Extracted records.
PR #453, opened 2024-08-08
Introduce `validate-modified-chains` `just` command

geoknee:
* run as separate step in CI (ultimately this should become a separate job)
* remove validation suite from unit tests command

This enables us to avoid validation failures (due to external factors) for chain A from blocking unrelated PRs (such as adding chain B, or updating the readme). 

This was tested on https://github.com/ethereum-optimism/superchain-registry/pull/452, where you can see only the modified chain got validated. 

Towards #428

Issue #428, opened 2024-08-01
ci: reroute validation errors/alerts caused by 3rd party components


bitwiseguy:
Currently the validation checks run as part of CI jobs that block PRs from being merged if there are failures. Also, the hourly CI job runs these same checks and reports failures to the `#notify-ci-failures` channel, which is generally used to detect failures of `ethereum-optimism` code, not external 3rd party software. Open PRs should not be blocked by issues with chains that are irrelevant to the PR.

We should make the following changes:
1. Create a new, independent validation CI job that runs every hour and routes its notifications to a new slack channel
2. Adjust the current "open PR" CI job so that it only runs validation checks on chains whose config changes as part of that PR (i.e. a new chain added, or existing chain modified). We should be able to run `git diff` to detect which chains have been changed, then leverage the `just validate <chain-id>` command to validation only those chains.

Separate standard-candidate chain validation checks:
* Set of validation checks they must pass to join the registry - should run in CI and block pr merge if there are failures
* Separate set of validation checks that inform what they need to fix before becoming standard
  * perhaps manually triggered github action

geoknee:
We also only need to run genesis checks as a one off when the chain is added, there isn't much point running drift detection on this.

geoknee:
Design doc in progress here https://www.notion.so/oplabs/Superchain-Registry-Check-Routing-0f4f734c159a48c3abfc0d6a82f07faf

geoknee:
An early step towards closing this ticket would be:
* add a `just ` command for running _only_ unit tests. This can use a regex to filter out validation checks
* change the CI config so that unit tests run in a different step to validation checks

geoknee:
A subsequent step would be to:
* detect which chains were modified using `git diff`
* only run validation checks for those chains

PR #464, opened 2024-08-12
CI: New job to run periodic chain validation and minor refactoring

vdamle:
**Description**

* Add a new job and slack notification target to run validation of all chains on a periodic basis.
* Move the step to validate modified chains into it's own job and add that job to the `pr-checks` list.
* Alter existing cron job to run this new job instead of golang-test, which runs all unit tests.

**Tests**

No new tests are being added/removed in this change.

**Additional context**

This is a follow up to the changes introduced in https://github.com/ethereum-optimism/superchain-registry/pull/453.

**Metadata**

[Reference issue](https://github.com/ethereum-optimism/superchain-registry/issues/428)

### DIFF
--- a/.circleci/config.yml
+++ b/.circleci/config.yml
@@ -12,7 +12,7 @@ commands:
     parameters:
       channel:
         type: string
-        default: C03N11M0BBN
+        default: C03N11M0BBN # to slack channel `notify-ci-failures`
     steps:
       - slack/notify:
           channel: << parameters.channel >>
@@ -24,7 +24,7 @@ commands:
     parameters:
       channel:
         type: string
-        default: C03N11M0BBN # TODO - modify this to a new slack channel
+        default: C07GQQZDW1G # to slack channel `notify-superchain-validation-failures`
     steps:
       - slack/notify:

Work to be completed. Print the records above in full, exactly.

Exercise answer.
PR #453, opened 2024-08-08
Introduce `validate-modified-chains` `just` command

geoknee:
* run as separate step in CI (ultimately this should become a separate job)
* remove validation suite from unit tests command

This enables us to avoid validation failures (due to external factors) for chain A from blocking unrelated PRs (such as adding chain B, or updating the readme). 

This was tested on https://github.com/ethereum-optimism/superchain-registry/pull/452, where you can see only the modified chain got validated. 

Towards #428

Issue #428, opened 2024-08-01
ci: reroute validation errors/alerts caused by 3rd party components


bitwiseguy:
Currently the validation checks run as part of CI jobs that block PRs from being merged if there are failures. Also, the hourly CI job runs these same checks and reports failures to the `#notify-ci-failures` channel, which is generally used to detect failures of `ethereum-optimism` code, not external 3rd party software. Open PRs should not be blocked by issues with chains that are irrelevant to the PR.

We should make the following changes:
1. Create a new, independent validation CI job that runs every hour and routes its notifications to a new slack channel
2. Adjust the current "open PR" CI job so that it only runs validation checks on chains whose config changes as part of that PR (i.e. a new chain added, or existing chain modified). We should be able to run `git diff` to detect which chains have been changed, then leverage the `just validate <chain-id>` command to validation only those chains.

Separate standard-candidate chain validation checks:
* Set of validation checks they must pass to join the registry - should run in CI and block pr merge if there are failures
* Separate set of validation checks that inform what they need to fix before becoming standard
  * perhaps manually triggered github action

geoknee:
We also only need to run genesis checks as a one off when the chain is added, there isn't much point running drift detection on this.

geoknee:
Design doc in progress here https://www.notion.so/oplabs/Superchain-Registry-Check-Routing-0f4f734c159a48c3abfc0d6a82f07faf

geoknee:
An early step towards closing this ticket would be:
* add a `just ` command for running _only_ unit tests. This can use a regex to filter out validation checks
* change the CI config so that unit tests run in a different step to validation checks

geoknee:
A subsequent step would be to:
* detect which chains were modified using `git diff`
* only run validation checks for those chains

PR #464, opened 2024-08-12
CI: New job to run periodic chain validation and minor refactoring

vdamle:
**Description**

* Add a new job and slack notification target to run validation of all chains on a periodic basis.
* Move the step to validate modified chains into it's own job and add that job to the `pr-checks` list.
* Alter existing cron job to run this new job instead of golang-test, which runs all unit tests.

**Tests**

No new tests are being added/removed in this change.

**Additional context**

This is a follow up to the changes introduced in https://github.com/ethereum-optimism/superchain-registry/pull/453.

**Metadata**

[Reference issue](https://github.com/ethereum-optimism/superchain-registry/issues/428)

### DIFF
--- a/.circleci/config.yml
+++ b/.circleci/config.yml
@@ -12,7 +12,7 @@ commands:
     parameters:
       channel:
         type: string
-        default: C03N11M0BBN
+        default: C03N11M0BBN # to slack channel `notify-ci-failures`
     steps:
       - slack/notify:
           channel: << parameters.channel >>
@@ -24,7 +24,7 @@ commands:
     parameters:
       channel:
         type: string
-        default: C03N11M0BBN # TODO - modify this to a new slack channel
+        default: C07GQQZDW1G # to slack channel `notify-superchain-validation-failures`
     steps:
       - slack/notify:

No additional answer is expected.